A family member recently inherited about a 100k and is wondering what to do with it. She is in her late 50's, working, does not have any debts and already would have some savings so does not need this money at the moment.

I think it would be best to spread the money with a number of institutions and to put some of it, into safe bets such as An Post Bond's & Saving Certs, maybe some on deposit with Irish Nationwide or Halifax. I am wondering what would be advisable if she is willing to place some of it into riskier options to allow her earn some decent money.

Alternatively could someone recommend an independent advisor in Cork?

Many thanks


----------



## Pexus1976 (2 Jan 2010)

[broken link removed]

I'd recommend Arachas or Brosnan Boylan Golden from the above list.


----------



## chippy (2 Jan 2010)

Buy the right piece of land near where you live,keep the cool,thats your investment


----------



## mercman (2 Jan 2010)

chippy said:


> Buy the right piece of land near where you live,keep the cool,thats your investment



The op said she is her late fifties.
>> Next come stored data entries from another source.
PR #206, opened 2020-07-27
Make Mountain Car example deterministic

### LINKED ISSUE #202: Mountain car example is not deterministic

jakobj:
building on #204 this PR makes the Mountain Car example reproducible by fixing the environment seed before the first observation is obtained. in addition, it fixes a couple of minor issues in this example and slightly adapts parameters to make sure a good solution is found in reasonable time.

closes #202

### DIFF
--- a/examples/example_mountain_car.py
+++ b/examples/example_mountain_car.py
@@ -24,6 +24,7 @@ except ImportError:
 
 import matplotlib.pyplot as plt
 import numpy as np
+import sympy
 import warnings
 
 import cgp
@@ -35,15 +36,11 @@ import cgp
 
 
 class ConstantFloatZeroPointOne(cgp.ConstantFloat):
-    def __init__(self, idx, inputs):
-        super().__init__(idx, inputs)
-        self._output = 0.1
+    _def_output = "0.1"
 
 
 class ConstantFloatTen(cgp.ConstantFloat):
-    def __init__(self, idx, inputs):
-        super().__init__(idx, inputs)
-        self._output = 10.0
+    _def_output = "10.0"
 
 
 # %%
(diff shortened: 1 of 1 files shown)


examples/example_mountain_car.py
```diff
@@ -55,30 +51,30 @@ def __init__(self, idx, inputs):
 # episodes.
 
 
-def inner_objective(f, seed, n_total_steps, *, render):
-
-    np.random.seed(seed)
+def inner_objective(f, seed, n_trials_per_individual, n_total_steps, *, render):
```
HenrikMettler, line 54: Wouldn't `n_episodes_per_individual` be proper RL-lingo?

HenrikMettler: ah I saw below that fast agents have more episodes, if they don't use all time steps. But I think it is a bit confusing that trial is bigger than episode. Maybe `n_runs_per_individual`

examples/example_mountain_car.py
```diff
@@ -106,12 +102,14 @@ def objective(ind, seed, n_total_steps):
...
-            cum_reward_all_episodes = inner_objective(f, seed, n_total_steps, render=False)
+            cum_reward_all_episodes = inner_objective(
+                f, seed, n_trials_per_individual, n_total_steps, render=False
+            )
 
         # more episodes are better, more reward is better
         n_episodes = float(len(cum_reward_all_episodes))
         mean_cum_reward = np.mean(cum_reward_all_episodes)
-        ind.fitness = n_episodes + 1.0 * mean_cum_reward
+        ind.fitness = n_episodes / n_trials_per_individual + mean_cum_reward
```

Buy a piece of land if you think you will live until yoiu reach 195. Otherwise stick to the known game of deposits or equities.
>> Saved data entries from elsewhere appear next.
PR #207, opened 2020-07-27
Extend cache decorator with functional equivalence checking

### LINKED ISSUE #61: Provide mechanisms to cache python functions/pytorch classes
Currently the example for caching uses SymPy expressions. This makes sense since SymPy can simplify expressions, thereby identifying functionally equivalent individuals even when their genotypes and even phenotypes (unsimplified) differ. However one might want to avoid converting the cartesian graph to a sympy expressions and rather work with python functions or pytorch classes. In these cases caching would still make sense for individuals that only different in inactive genes. How could we provide such functionality most easily?

jakobj:
This PR implements functional equivalence checking (see, e.g., https://arxiv.org/abs/2003.03384) to allow caching of (inner) objectives that are  called with individuals, not SymPy expressions. Functionally identical individuals are identified by evaluating them on a certain number of random input samples and hashing the output values.

This PR also increases the number of generations in the cache decorator example to allow evolution to converge, and adds a test that makes sure that the fitness history is identical with and without cache decorator.

~**WARNING** Currently I need to disable one other test to make the new tests pass. There is some really weird interaction on the SymPy level that I couldn't figure out yet. :|~

closes #61

### DIFF
--- a/examples/example_fec_caching.py
+++ b/examples/example_fec_caching.py
@@ -1,12 +1,14 @@
 """
-Example demonstrating the use of the caching decorator.
-=======================================================
+Example demonstrating the use of the caching decorator with functional equivalance checking
+===========================================================================================
 
 Caches the results of fitness evaluations in a pickle file
-('example_caching_cache.pkl'). To illustrate its practical use,
+(``example_fec_caching_cache.pkl``). To illustrate its practical use,
 compare the runtime of this script when you first call it vs. the
 second time and when you comment out the decorator on
-`inner_objective`."""
+`inner_objective`.
+
+"""
 
 import time
 
@@ -25,27 +27,37 @@ def f_target(x):
 # %%
 # We then define the objective function for the evolutionary
 # algorithm: It consists of an inner objective which we wrap with the
-# caching decorator. This decorator specifies a pickle file that will be used for
-# caching results of fitness evaluations. The inner objective is then used by the objective
-# function to compute (or retrieve from cache) the fitness of the individual.
+# caching decorator. This decorator specifies a pickle file that will
+# be used for caching results of fitness evaluations. In addition the
+# decorator accepts keyword arguments that specifiy the statistic of
+# the samples used for evaluation. The inner objective is then used by
+# the objective function to compute (or retrieve from cache) the
+# fitness of the individual.
 
 
-@cgp.utils.disk_cache("example_caching_cache.pkl")
-def inner_objective(expr):
-    """The caching decorator uses the function parameters to identify
-    identical function calls. Here, as many different genotypes
-    produce the same simplified SymPy expression we can use such
-    expressions as an argument to the decorated function to avoid
-    reevaluating functionally identical individuals.
-    Note that caching only makes sense for deterministic objective
-    functions, as it assumes that identical expressions will always
-    return the same fitness values.
+@cgp.utils.disk_cache(
+    "example_fec_caching_cache.pkl",
+    use_fec=True,
+    fec_seed=12345,
+    fec_min_value=-10.0,
+    fec_max_value=10.0,
+    fec_batch_size=5,
+)
+def inner_objective(ind):
+    """The caching decorator uses the return values generated from
+    providing random inputs to ind.to_numpy() to identify functionally
+    indentical individuals and avoid reevaluating them. Note that
+    caching only makes sense for deterministic objective functions, as
+    it assumes that identical phenotypes will always return the same
+    fitness values.
 
     """
+    f = ind.to_func()
+
     loss = []
-    for x0 in np.linspace(-2.0, 2.0, 100):
-        y = float(expr[0].subs({"x_0": x0}).evalf())
-        loss.append((f_target(x0) - y) ** 2)
+    for x_0 in np.linspace(-2.0, 2.0, 100):
+        y = f([x_0])
+        loss.append((f_target(x_0) - y) ** 2)
 
     time.sleep(0.25)  # emulate long fitness evaluation
 
@@ -56,7 +68,7 @@ def objective(individual):
     if individual.fitness is not None:
         return individual
 
-    individual.fitness = -inner_objective(individual.to_sympy())
+    individual.fitness = -inner_objective(individual)
 
     return individual
 
--- a/cgp/cartesian_graph.py
+++ b/cgp/cartesian_graph.py
@@ -408,8 +408,7 @@ class _C(torch.nn.Module):
             s = self._fill_parameter_values(s)
             # to get an expression that reflects the computational graph,
             # sympy should not automatically simplify the expression
-            with sympy.evaluate(False):
-                sympy_exprs.append(sympy.sympify(s))
+            sympy_exprs.append(sympy.sympify(s, evaluate=False))
 
         if not simplify:
             return sympy_exprs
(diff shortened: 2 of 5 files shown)


HenrikMettler:
This is really cool! :) I am just wondering whether if we would decide to make the standart use case the common (Miller 2020, Kaufmann 2017)  1 parent + 4 offspring population, if using Skip (Goldmann 2015: https://ieeexplore.ieee.org/document/6815728?arnumber=6815728) might not be more efficient. Since this would not require evaluating on some samples and eliminate the false positive / false negatives risk associated to the batch size here. The drawback of Skip of course is that it doesn't work well with more than one parent (it would be difficult to check whether an offspring is identical to any other individual in the population than its parent). Maybe having both could also be an option

jakobj:
as far as i understand, we already use "skip". if you look at https://github.com/Happy-Algorithms-League/hal-cgp/blob/master/cgp/individual.py#L115 the fitness of an individual is only set to `None` if non-silent genes were changed, and combined with the early return for fitness != `None` in the objective functions (e.g., https://github.com/Happy-Algorithms-League/hal-cgp/blob/master/examples/example_evo_regression.py#L54), this effectively implements "skip". wouldn't you agree?

functional equivalence checking or in general the cache decorator support slightly different use cases:
1) individuals with different active genes can implement the same function, e.g., `x_0 + x_0` vs `2 * x_0`; checking the active genes hence does not always identify _functionally_ equivalent individuals
2) an evolutionary run can have "recurrence", what i mean is that an individual in generation X can be functionally identical to an individual in generation X + 100; "skip" only applies to direct decedents, not to individuals which arrived at the same function via different evolutionary paths
3) broken individuals, e.g., those that generate infinite output values, are possibly identified before running an (expensive) evaluation

i would hence argue to certainly keep "skip" but provide the caching decorator as an additional method to reduce the number of function evaluations.

HenrikMettler:
> as far as i understand, we already use "skip". if you look at https://github.com/Happy-Algorithms-League/hal-cgp/blob/master/cgp/individual.py#L115 the fitness of an individual is only set to `None` if non-silent genes were changed, and combined with the early return for fitness != `None` in the objective functions (e.g., https://github.com/Happy-Algorithms-League/hal-cgp/blob/master/examples/example_evo_regression.py#L54), this effectively implements "skip". wouldn't you agree?

Ah yes, I agree. But after reading Goldmans paper I would maybe tend to argue for changing the while loop in `hl_api.py` https://github.com/Happy-Algorithms-League/hal-cgp/blob/4f4542854039f73e559bc1c2e22affd3e2729ec3/cgp/hl_api.py#L59 from to `while num_fitness_evaluations < max_num_fitness_evaluations:`. Since this is somewhat "more" what you want to limit. But we should probably discuss this in another issue.

> 
> 
>     3. broken individuals, e.g., those that generate infinite output values, are possibly identified before running an (expensive) evaluation
> 

This is a very good point, I didn't think of it. Surely for that it can be very useful.

jakobj:
> > as far as i understand, we already use "skip". if you look at https://github.com/Happy-Algorithms-League/hal-cgp/blob/master/cgp/individual.py#L115 the fitness of an individual is only set to `None` if non-silent genes were changed, and combined with the early return for fitness != `None` in the objective functions (e.g., https://github.com/Happy-Algorithms-League/hal-cgp/blob/master/examples/example_evo_regression.py#L54), this effectively implements "skip". wouldn't you agree?
> 
> Ah yes, I agree. But after reading Goldmans paper I would maybe tend to argue for changing the while loop in `hl_api.py`
> 
> https://github.com/Happy-Algorithms-League/hal-cgp/blob/4f4542854039f73e559bc1c2e22affd3e2729ec3/cgp/hl_api.py#L59
> from to `while num_fitness_evaluations < max_num_fitness_evaluations:`. Since this is somewhat "more" what you want to limit. But we should probably discuss this in another issue.

that's an interesting point, a limit on the number of objective evaluations seems to be a reasonable hyperparameter, for example it allows you to more accurately estimate the maximal run time of your script. my impression is however that most(?) implementations allow users to define the maximal number of generations instead. if this is true, i wouldn't like to break with this convention. maybe we could provide an extra parameter to `evolve` and the search stops if one of the limits (max gen, max eval) is reached? would you please create a new issue for this, migrating some of this discussion here?

jakobj:
Update: i've managed to fix the broken test. it seems like the `sympy.evaluate` context manager created some problems. hence i've removed it and implemented an equivalent way of avoiding simplification of sympy expressions if this is not desired by the user. this also led me to update the corresponding test. please have another look.

examples/example_fec_caching.py
```diff
@@ -0,0 +1,98 @@
...
+
+    """
+    f = ind.to_func()
+
+    loss = []
+    for x_0 in np.linspace(-2.0, 2.0, 100):
+        y = f([x_0])
+        loss.append((f_target(x_0) - y) ** 2)
+
+    time.sleep(0.25)  # emulate long fitness evaluation
```
HenrikMettler, line 52: Out of curiosity: What is this sleep timer for?

jakobj: this is just to make the objective take a while. if this is not clear  from the comment, maybe it should adapt it?

HenrikMettler: That I understood, what I am wondering is why the objective should take a while?

jakobj: ahaha, sorry! :D sleep is just to make the difference between using the decorator and not using the decorator obvious. without the sleep here would be no big difference as running the objective once takes about as much time as loading the result from disk. caching is only useful for long running fitness evaluations and the sleep tries to mimic this.

examples/example_fec_caching.py
```diff
@@ -0,0 +1,99 @@
+"""
+Example demonstrating the use of the caching decorator with functional equivalance checking
+===========================================================================================
+
+Caches the results of fitness evaluations in a pickle file
+('example_fec_caching_cache.pkl'). To illustrate its practical use,
```
mschmidt87, line 6: Minor: Fix verbatim formatting for file name.

mschmidt87:
```suggestion
(``example_fec_caching_cache.pkl``). To illustrate its practical use,
```

examples/example_fec_caching.py
```diff
@@ -0,0 +1,99 @@
...
+
+# %%
+# We then define the objective function for the evolutionary
+# algorithm: It consists of an inner objective which we wrap with the
+# caching decorator. This decorator specifies a pickle file that will be used for
+# caching results of fitness evaluations. The inner objective is then used by the objective
+# function to compute (or retrieve from cache) the fitness of the individual.
+
+
+@cgp.utils.disk_cache("example_fec_caching_cache.pkl", use_fec=True, fec_seed=12345)
```
mschmidt87, line 35: I think it would be instructive to use the other keyword arguments of fec caching here, too.

jakobj:
thanks for the suggestions, please have another look!

mschmidt87:
Approved. Please squash before merging. Let's ignore coveralls, I don't understand what it is doing, doesn't make sense to me.

jakobj:
yes, good idea. included `MultiGenome` and rearranged the commits to make more sense, please have a final(?) look ;)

The brokers listed are all on Commissions, so from the day you invest via them, they are earning from your Investment


----------



## chippy (2 Jan 2010)

It was said she did not need the money?


----------



## mercman (2 Jan 2010)

chippy said:


> It was said she did not need the money?



So she should just blow it ?? I think the OP was seeking advice not a dream.


----------



## chippy (2 Jan 2010)

The land will not dissappear?


----------



## chippy (2 Jan 2010)

The land is always there!!!!!


----------



## mercman (2 Jan 2010)

And the day might come when she needs money what does she do then ??


----------



## chippy (2 Jan 2010)

Dear Mercman,please will you tell me where would you put 100k ?


----------



## mercman (2 Jan 2010)

On the basis of the information provided, in a mixture of cash deposits, a mixture of ETFs and possibly some other Green Investments.


----------



## PMU (2 Jan 2010)

On the basis that you’re only young once, would you not advise your relative to blow say 5 – 10% of her good fortune on herself now, e.g. holiday, clothes, home improvements, etc.?   If your relative doesn’t need this money now, she should plan to use it to supplement her pension when she retires.  So how many years to retirement and what pension can she expect? Will all her debts, mortage, car loan, etc. be paid off by retirement?  Has she an emergency fund?  If not, she could consider using some of the inheritance now to pay off debt and set up an emergency fund.  Then what return will she need from her investment to supplement her pension?  So she could start investing now with the aim of supplementing her pension, or, if she doesn’t know now with accuracy what her pension will be or when she will retire, the money could be safely invested in e.g. a mix of post office certs, high yield deposts, etc. until she can.


----------



## chippy (3 Jan 2010)

Pmu,i  like your style,enjoying  some of it is a cert.A year in prize bonds is a craic aswell!!!!


----------



## fiatmoney (3 Jan 2010)

60% on deposit, 20% gold, 10% ETF's (commodity and emerging markets) & 10%   in cash easy access.


----------



## nbaki82 (6 Jan 2010)

I wish I had that. I would buy a nice car and invest the rest in the stock market.


----------



## fiatmoney (7 Jan 2010)

nbaki82 said:


> I wish I had that. I would buy a nice car and invest the rest in the stock market.


 

nbaki82,

Nice car is a liability not an asset.


----------



## Senorito (10 Jan 2010)

Unless its leased out as a taxi or the sort.

PMU is on the ball. Blow a good chunk of it. If she doesn't need it then she has obviously been financially disciplined in her life and deserves to spend some.


----------